Work item: After reading the listing below, copy it out exactly.

Given data:
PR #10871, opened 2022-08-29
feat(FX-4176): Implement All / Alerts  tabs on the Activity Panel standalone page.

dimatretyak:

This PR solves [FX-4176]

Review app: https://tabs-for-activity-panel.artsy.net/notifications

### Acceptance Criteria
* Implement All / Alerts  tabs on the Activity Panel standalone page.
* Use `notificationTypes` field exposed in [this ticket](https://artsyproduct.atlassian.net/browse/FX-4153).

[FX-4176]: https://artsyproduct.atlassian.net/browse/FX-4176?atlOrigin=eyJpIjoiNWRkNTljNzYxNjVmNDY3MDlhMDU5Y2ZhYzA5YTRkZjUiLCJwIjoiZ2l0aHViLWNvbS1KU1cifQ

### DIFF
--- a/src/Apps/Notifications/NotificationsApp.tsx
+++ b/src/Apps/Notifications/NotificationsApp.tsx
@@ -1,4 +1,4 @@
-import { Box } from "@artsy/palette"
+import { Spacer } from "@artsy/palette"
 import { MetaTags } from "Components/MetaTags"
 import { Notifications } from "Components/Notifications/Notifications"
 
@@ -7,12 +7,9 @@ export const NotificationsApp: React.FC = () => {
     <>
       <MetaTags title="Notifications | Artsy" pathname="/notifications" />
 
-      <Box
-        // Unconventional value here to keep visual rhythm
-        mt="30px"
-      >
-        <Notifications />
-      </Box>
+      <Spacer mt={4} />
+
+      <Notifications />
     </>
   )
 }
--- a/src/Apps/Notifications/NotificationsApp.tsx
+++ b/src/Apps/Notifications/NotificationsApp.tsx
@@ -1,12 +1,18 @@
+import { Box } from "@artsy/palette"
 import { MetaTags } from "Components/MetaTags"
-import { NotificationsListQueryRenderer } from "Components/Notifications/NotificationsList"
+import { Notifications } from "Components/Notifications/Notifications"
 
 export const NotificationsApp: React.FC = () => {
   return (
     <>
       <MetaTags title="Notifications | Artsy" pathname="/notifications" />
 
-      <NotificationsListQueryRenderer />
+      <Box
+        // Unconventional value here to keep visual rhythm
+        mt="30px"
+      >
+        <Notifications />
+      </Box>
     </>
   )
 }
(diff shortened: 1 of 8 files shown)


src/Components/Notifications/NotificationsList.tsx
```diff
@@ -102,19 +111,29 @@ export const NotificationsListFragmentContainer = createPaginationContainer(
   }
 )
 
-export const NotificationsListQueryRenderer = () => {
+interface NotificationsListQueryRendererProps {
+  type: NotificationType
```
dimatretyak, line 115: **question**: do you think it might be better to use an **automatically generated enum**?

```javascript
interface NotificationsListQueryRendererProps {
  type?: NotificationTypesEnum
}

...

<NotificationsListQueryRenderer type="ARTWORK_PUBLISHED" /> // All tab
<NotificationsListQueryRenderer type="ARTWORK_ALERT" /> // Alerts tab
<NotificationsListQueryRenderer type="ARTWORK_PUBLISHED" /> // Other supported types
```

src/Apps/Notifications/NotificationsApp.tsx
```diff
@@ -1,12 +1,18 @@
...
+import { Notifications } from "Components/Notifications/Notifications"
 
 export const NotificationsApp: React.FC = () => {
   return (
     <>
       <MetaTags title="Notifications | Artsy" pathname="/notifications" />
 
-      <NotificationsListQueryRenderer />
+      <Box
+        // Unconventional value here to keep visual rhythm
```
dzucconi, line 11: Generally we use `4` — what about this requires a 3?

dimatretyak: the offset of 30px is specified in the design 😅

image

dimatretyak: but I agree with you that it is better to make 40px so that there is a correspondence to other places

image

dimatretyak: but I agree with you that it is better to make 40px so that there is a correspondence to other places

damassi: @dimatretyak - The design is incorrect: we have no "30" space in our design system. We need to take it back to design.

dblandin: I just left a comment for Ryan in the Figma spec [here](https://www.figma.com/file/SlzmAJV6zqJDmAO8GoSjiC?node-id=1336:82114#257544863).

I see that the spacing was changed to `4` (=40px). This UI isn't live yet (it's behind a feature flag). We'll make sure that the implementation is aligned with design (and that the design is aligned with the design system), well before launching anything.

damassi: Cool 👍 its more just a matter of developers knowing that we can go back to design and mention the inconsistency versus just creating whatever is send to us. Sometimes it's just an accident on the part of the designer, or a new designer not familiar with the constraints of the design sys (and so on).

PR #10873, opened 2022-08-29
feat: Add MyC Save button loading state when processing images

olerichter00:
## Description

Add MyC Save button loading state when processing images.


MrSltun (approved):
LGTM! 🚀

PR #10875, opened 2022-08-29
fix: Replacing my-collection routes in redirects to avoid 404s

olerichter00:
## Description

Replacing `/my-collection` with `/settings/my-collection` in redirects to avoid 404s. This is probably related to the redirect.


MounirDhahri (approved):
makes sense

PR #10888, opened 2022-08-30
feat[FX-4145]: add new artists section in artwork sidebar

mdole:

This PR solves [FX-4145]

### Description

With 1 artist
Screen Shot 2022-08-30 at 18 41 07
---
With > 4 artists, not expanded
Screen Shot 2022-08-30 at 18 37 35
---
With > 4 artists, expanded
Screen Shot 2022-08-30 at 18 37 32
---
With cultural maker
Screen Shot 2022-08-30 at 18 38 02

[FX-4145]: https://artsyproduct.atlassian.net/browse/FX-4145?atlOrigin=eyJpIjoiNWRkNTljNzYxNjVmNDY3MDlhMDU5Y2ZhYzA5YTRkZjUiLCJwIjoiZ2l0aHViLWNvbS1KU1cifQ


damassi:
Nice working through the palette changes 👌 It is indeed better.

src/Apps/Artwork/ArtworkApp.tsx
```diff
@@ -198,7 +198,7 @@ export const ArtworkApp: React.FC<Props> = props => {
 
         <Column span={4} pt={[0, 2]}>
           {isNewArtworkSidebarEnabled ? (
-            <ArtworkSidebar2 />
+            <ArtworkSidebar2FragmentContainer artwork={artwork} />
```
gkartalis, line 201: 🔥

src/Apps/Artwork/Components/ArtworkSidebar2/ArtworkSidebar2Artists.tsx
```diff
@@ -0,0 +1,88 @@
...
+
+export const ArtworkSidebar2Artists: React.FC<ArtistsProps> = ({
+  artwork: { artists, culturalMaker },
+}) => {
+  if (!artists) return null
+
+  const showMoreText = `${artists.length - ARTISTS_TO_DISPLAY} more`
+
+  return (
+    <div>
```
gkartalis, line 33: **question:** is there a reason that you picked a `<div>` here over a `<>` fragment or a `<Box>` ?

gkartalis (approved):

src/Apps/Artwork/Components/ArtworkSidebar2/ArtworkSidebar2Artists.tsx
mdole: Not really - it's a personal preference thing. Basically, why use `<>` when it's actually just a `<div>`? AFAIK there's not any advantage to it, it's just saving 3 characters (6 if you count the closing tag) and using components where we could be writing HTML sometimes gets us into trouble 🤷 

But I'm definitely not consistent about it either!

Answer section:
PR #10871, opened 2022-08-29
feat(FX-4176): Implement All / Alerts  tabs on the Activity Panel standalone page.

dimatretyak:

This PR solves [FX-4176]

Review app: https://tabs-for-activity-panel.artsy.net/notifications

### Acceptance Criteria
* Implement All / Alerts  tabs on the Activity Panel standalone page.
* Use `notificationTypes` field exposed in [this ticket](https://artsyproduct.atlassian.net/browse/FX-4153).

[FX-4176]: https://artsyproduct.atlassian.net/browse/FX-4176?atlOrigin=eyJpIjoiNWRkNTljNzYxNjVmNDY3MDlhMDU5Y2ZhYzA5YTRkZjUiLCJwIjoiZ2l0aHViLWNvbS1KU1cifQ

### DIFF
--- a/src/Apps/Notifications/NotificationsApp.tsx
+++ b/src/Apps/Notifications/NotificationsApp.tsx
@@ -1,4 +1,4 @@
-import { Box } from "@artsy/palette"
+import { Spacer } from "@artsy/palette"
 import { MetaTags } from "Components/MetaTags"
 import { Notifications } from "Components/Notifications/Notifications"
 
@@ -7,12 +7,9 @@ export const NotificationsApp: React.FC = () => {
     <>
       <MetaTags title="Notifications | Artsy" pathname="/notifications" />
 
-      <Box
-        // Unconventional value here to keep visual rhythm
-        mt="30px"
-      >
-        <Notifications />
-      </Box>
+      <Spacer mt={4} />
+
+      <Notifications />
     </>
   )
 }
--- a/src/Apps/Notifications/NotificationsApp.tsx
+++ b/src/Apps/Notifications/NotificationsApp.tsx
@@ -1,12 +1,18 @@
+import { Box } from "@artsy/palette"
 import { MetaTags } from "Components/MetaTags"
-import { NotificationsListQueryRenderer } from "Components/Notifications/NotificationsList"
+import { Notifications } from "Components/Notifications/Notifications"
 
 export const NotificationsApp: React.FC = () => {
   return (
     <>
       <MetaTags title="Notifications | Artsy" pathname="/notifications" />
 
-      <NotificationsListQueryRenderer />
+      <Box
+        // Unconventional value here to keep visual rhythm
+        mt="30px"
+      >
+        <Notifications />
+      </Box>
     </>
   )
 }
(diff shortened: 1 of 8 files shown)


src/Components/Notifications/NotificationsList.tsx
```diff
@@ -102,19 +111,29 @@ export const NotificationsListFragmentContainer = createPaginationContainer(
   }
 )
 
-export const NotificationsListQueryRenderer = () => {
+interface NotificationsListQueryRendererProps {
+  type: NotificationType
```
dimatretyak, line 115: **question**: do you think it might be better to use an **automatically generated enum**?

```javascript
interface NotificationsListQueryRendererProps {
  type?: NotificationTypesEnum
}

...

<NotificationsListQueryRenderer type="ARTWORK_PUBLISHED" /> // All tab
<NotificationsListQueryRenderer type="ARTWORK_ALERT" /> // Alerts tab
<NotificationsListQueryRenderer type="ARTWORK_PUBLISHED" /> // Other supported types
```

src/Apps/Notifications/NotificationsApp.tsx
```diff
@@ -1,12 +1,18 @@
...
+import { Notifications } from "Components/Notifications/Notifications"
 
 export const NotificationsApp: React.FC = () => {
   return (
     <>
       <MetaTags title="Notifications | Artsy" pathname="/notifications" />
 
-      <NotificationsListQueryRenderer />
+      <Box
+        // Unconventional value here to keep visual rhythm
```
dzucconi, line 11: Generally we use `4` — what about this requires a 3?

dimatretyak: the offset of 30px is specified in the design 😅

image

dimatretyak: but I agree with you that it is better to make 40px so that there is a correspondence to other places

image

dimatretyak: but I agree with you that it is better to make 40px so that there is a correspondence to other places

damassi: @dimatretyak - The design is incorrect: we have no "30" space in our design system. We need to take it back to design.

dblandin: I just left a comment for Ryan in the Figma spec [here](https://www.figma.com/file/SlzmAJV6zqJDmAO8GoSjiC?node-id=1336:82114#257544863).

I see that the spacing was changed to `4` (=40px). This UI isn't live yet (it's behind a feature flag). We'll make sure that the implementation is aligned with design (and that the design is aligned with the design system), well before launching anything.

damassi: Cool 👍 its more just a matter of developers knowing that we can go back to design and mention the inconsistency versus just creating whatever is send to us. Sometimes it's just an accident on the part of the designer, or a new designer not familiar with the constraints of the design sys (and so on).

PR #10873, opened 2022-08-29
feat: Add MyC Save button loading state when processing images

olerichter00:
## Description

Add MyC Save button loading state when processing images.


MrSltun (approved):
LGTM! 🚀

PR #10875, opened 2022-08-29
fix: Replacing my-collection routes in redirects to avoid 404s

olerichter00:
## Description

Replacing `/my-collection` with `/settings/my-collection` in redirects to avoid 404s. This is probably related to the redirect.


MounirDhahri (approved):
makes sense

PR #10888, opened 2022-08-30
feat[FX-4145]: add new artists section in artwork sidebar

mdole:

This PR solves [FX-4145]

### Description

With 1 artist
Screen Shot 2022-08-30 at 18 41 07
---
With > 4 artists, not expanded
Screen Shot 2022-08-30 at 18 37 35
---
With > 4 artists, expanded
Screen Shot 2022-08-30 at 18 37 32
---
With cultural maker
Screen Shot 2022-08-30 at 18 38 02

[FX-4145]: https://artsyproduct.atlassian.net/browse/FX-4145?atlOrigin=eyJpIjoiNWRkNTljNzYxNjVmNDY3MDlhMDU5Y2ZhYzA5YTRkZjUiLCJwIjoiZ2l0aHViLWNvbS1KU1cifQ


damassi:
Nice working through the palette changes 👌 It is indeed better.

src/Apps/Artwork/ArtworkApp.tsx
```diff
@@ -198,7 +198,7 @@ export const ArtworkApp: React.FC<Props> = props => {
 
         <Column span={4} pt={[0, 2]}>
           {isNewArtworkSidebarEnabled ? (
-            <ArtworkSidebar2 />
+            <ArtworkSidebar2FragmentContainer artwork={artwork} />
```
gkartalis, line 201: 🔥

src/Apps/Artwork/Components/ArtworkSidebar2/ArtworkSidebar2Artists.tsx
```diff
@@ -0,0 +1,88 @@
...
+
+export const ArtworkSidebar2Artists: React.FC<ArtistsProps> = ({
+  artwork: { artists, culturalMaker },
+}) => {
+  if (!artists) return null
+
+  const showMoreText = `${artists.length - ARTISTS_TO_DISPLAY} more`
+
+  return (
+    <div>
```
gkartalis, line 33: **question:** is there a reason that you picked a `<div>` here over a `<>` fragment or a `<Box>` ?

gkartalis (approved):

src/Apps/Artwork/Components/ArtworkSidebar2/ArtworkSidebar2Artists.tsx
mdole: Not really - it's a personal preference thing. Basically, why use `<>` when it's actually just a `<div>`? AFAIK there's not any advantage to it, it's just saving 3 characters (6 if you count the closing tag) and using components where we could be writing HTML sometimes gets us into trouble 🤷 

But I'm definitely not consistent about it either!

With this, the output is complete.